5. Combine all elements of the remaining responses into a set, and queue download and verification of those blocks.
### DoS resistance
Because this strategy aggressively downloads any available blocks, it could be vulnerable to a DoS attack, where a malicious peer feeds us bogus chain tips, causing us to waste network and CPU on blocks that will never be valid. However, because we separate block finding from block downloading, and because of the design of our network stack, this attack is probably not feasible. The primary reason is that `zebra_network` randomly loadbalances outbound requests over all available peers.

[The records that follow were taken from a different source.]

PR #1339, opened 2020-06-24
differentiate between unknown, true and false when propagate deployme…

### LINKED ISSUE #1332: Differentiate among "True", "False and "Unknown" when propagate Deployment Availability
**Problem**
Currently when we propagate deployment availability, we only set "true" or "false". https://github.com/google/knative-gcp/blob/87c676d2f0010ab6a6563829cef8c599a6254ef3/pkg/apis/intevents/v1beta1/pullsubscription_lifecycle.go#L88

**Exit Criteria**
Differentiate among "True", "False and "Unknown" when propagate Deployment Availability

capri-xiyue:
Fixes #1332 

## Proposed Changes
- 🎁 differentiate between unknown, true and false when propagate deployment status

### DIFF
--- a/pkg/apis/intevents/v1alpha1/brokercell_lifecycle.go
+++ b/pkg/apis/intevents/v1alpha1/brokercell_lifecycle.go
@@ -91,10 +91,21 @@ func (bs *BrokerCellStatus) MarkIngressFailed(reason, format string, args ...int
 // to determine if BrokerCellConditionFanout should be marked as true or
 // false.
 func (bs *BrokerCellStatus) PropagateFanoutAvailability(d *appsv1.Deployment) {
-	if duck.DeploymentIsAvailable(&d.Status, false) {
-		brokerCellCondSet.Manage(bs).MarkTrue(BrokerCellConditionFanout)
-	} else {
-		brokerCellCondSet.Manage(bs).MarkFalse(BrokerCellConditionFanout, "DeploymentUnavailable", "Deployment %q is unavailable.", d.Name)
+	deploymentAvailableFound := false
+	for _, cond := range d.Status.Conditions {
+		if cond.Type == appsv1.DeploymentAvailable {
+			deploymentAvailableFound = true
+			if cond.Status == corev1.ConditionTrue {
+				brokerCellCondSet.Manage(bs).MarkTrue(BrokerCellConditionFanout)
+			} else if cond.Status == corev1.ConditionFalse {
+				brokerCellCondSet.Manage(bs).MarkFalse(BrokerCellConditionFanout, cond.Reason, cond.Message)
+			} else if cond.Status == corev1.ConditionUnknown {
+				brokerCellCondSet.Manage(bs).MarkUnknown(BrokerCellConditionFanout, cond.Reason, cond.Message)
+			}
+		}
+	}
+	if !deploymentAvailableFound {
+		brokerCellCondSet.Manage(bs).MarkUnknown(BrokerCellConditionFanout, "DeploymentUnavailable", "The Deployment %q is unavailable.", d.Name)
 	}
 }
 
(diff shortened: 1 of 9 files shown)


pkg/apis/intevents/v1beta1/pullsubscription_lifecycle.go
```diff
@@ -86,11 +86,20 @@ func (s *PullSubscriptionStatus) MarkNoSubscription(reason, messageFormat string
...
+				pullSubscriptionCondSet.Manage(s).MarkTrue(PullSubscriptionConditionDeployed)
+			} else if cond.Status == corev1.ConditionFalse {
+				pullSubscriptionCondSet.Manage(s).MarkFalse(PullSubscriptionConditionDeployed, cond.Reason, cond.Message)
+			} else if cond.Status == corev1.ConditionUnknown {
+				pullSubscriptionCondSet.Manage(s).MarkUnknown(PullSubscriptionConditionDeployed, cond.Reason, cond.Message)
+			}
+		}
+	}
+	if !deploymentAvailableFound {
 		pullSubscriptionCondSet.Manage(s).MarkFalse(PullSubscriptionConditionDeployed, "DeploymentUnavailable", "The Deployment '%s' is unavailable.", d.Name)
```
nachocano, line 103: should we mark it as unknown in this case?

capri-xiyue: Yep. We should mark it to unknown

liu-cong:
The brokercell also uses similar logic for deployment status, which will be propagated to broker status.
https://github.com/google/knative-gcp/blob/4835f7b3a85e0d54e67d4633f8a4c3bfc069c343/pkg/apis/intevents/v1alpha1/brokercell_lifecycle.go#L94

Should we fix that as well?

pkg/apis/intevents/v1alpha1/brokercell_lifecycle.go
```diff
@@ -91,10 +91,21 @@ func (bs *BrokerCellStatus) MarkIngressFailed(reason, format string, args ...int
...
-		brokerCellCondSet.Manage(bs).MarkTrue(BrokerCellConditionFanout)
-	} else {
-		brokerCellCondSet.Manage(bs).MarkFalse(BrokerCellConditionFanout, "DeploymentUnavailable", "Deployment %q is unavailable.", d.Name)
+	deploymentAvailableFound := false
+	for _, cond := range d.Status.Conditions {
+		if cond.Type == appsv1.DeploymentAvailable {
+			deploymentAvailableFound = true
+			if cond.Status == corev1.ConditionTrue {
+				brokerCellCondSet.Manage(bs).MarkTrue(BrokerCellConditionFanout)
+			} else if cond.Status == corev1.ConditionFalse {
```
liu-cong, line 100: I just did a test, when you create a deployment, initially this is False until all pods are up and running for at least `minReadySeconds`. Therefore I think the behavior is still the same.

Note this is a general problem where clients give up when they see "False", not just for the deployment. I believe we could encounter this for other dependencies as well.

Maybe as a temporary solution we should just use True or Unknown.

capri-xiyue: We should reflect the real status. If that's `False`, we should set status to `False`. CLI should implement the grace period.

pkg/apis/intevents/v1alpha1/brokercell_lifecycle.go
```diff
@@ -91,10 +91,21 @@ func (bs *BrokerCellStatus) MarkIngressFailed(reason, format string, args ...int
 // to determine if BrokerCellConditionFanout should be marked as true or
 // false.
 func (bs *BrokerCellStatus) PropagateFanoutAvailability(d *appsv1.Deployment) {
-	if duck.DeploymentIsAvailable(&d.Status, false) {
-		brokerCellCondSet.Manage(bs).MarkTrue(BrokerCellConditionFanout)
-	} else {
-		brokerCellCondSet.Manage(bs).MarkFalse(BrokerCellConditionFanout, "DeploymentUnavailable", "Deployment %q is unavailable.", d.Name)
+	deploymentAvailableFound := false
```
liu-cong, line 94: nit: Can you make this a helper function and avoid duplicating it many times?
```
func PropagateDeploymentStatus(d *appsv1.Deployment, manager ConditionManager, ct ConditionType)
```

And here you can just call `PropagateDeploymentStatus(d, brokerCellCondSet.manager(bs), BrokerCellConditionFanout `

pkg/apis/intevents/v1alpha1/test_helper.go
```diff
@@ -74,6 +74,18 @@ func (t testHelper) UnavailableDeployment() *appsv1.Deployment {
 	return d
 }
 
+func (t testHelper) UnknownDeployment() *appsv1.Deployment {
+	d := &appsv1.Deployment{}
+	d.Name = "unknown"
+	d.Status.Conditions = []appsv1.DeploymentCondition{
+		{
+			Type:   appsv1.DeploymentAvailable,
+			Status: "Unknown",
```
liu-cong, line 83: nit: use `corev1.ConditionUnknown`

pkg/apis/intevents/v1alpha1/brokercell_lifecycle.go
liu-cong: SG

Consider a malicious peer who responds to block discovery with a bogus list of hashes. We will eagerly attempt to download all of those bogus blocks, but our requests to do so will be randomly load-balanced to other peers, who are unlikely to know about the bogus blocks. When we try to extend a bogus tip, the extension request will also be randomly load-balanced, so it will likely be routed to a peer that doesn't know about it and can't extend it. And because we perform multiple block discovery queries, which will also be randomly load balanced, we're unlikely to get stuck on a false chain tip.
### Fork-finding
When starting from a verified chain tip, the choice of block locator can find forks at least up to the reorg limit (99 blocks). When extending a prospective tip, forks are ignored, but this is fine, since unless we are prefetching the longest chain, we won't be able to keep extending the tip prospectively.
### Retries and Fanout
We should consider the fanout parameter `F` and the retry policy for the different requests. I'm not sure whether we need to retry requests to discover new block hashes, since the fanout may already provide redundancy. For the block requests themselves, we should have a retry policy with a limited number of attempts, enough to insulate against network failures but not so many that we would retry a bogus block indefinitely. Maybe fanout 4 and 3 retries?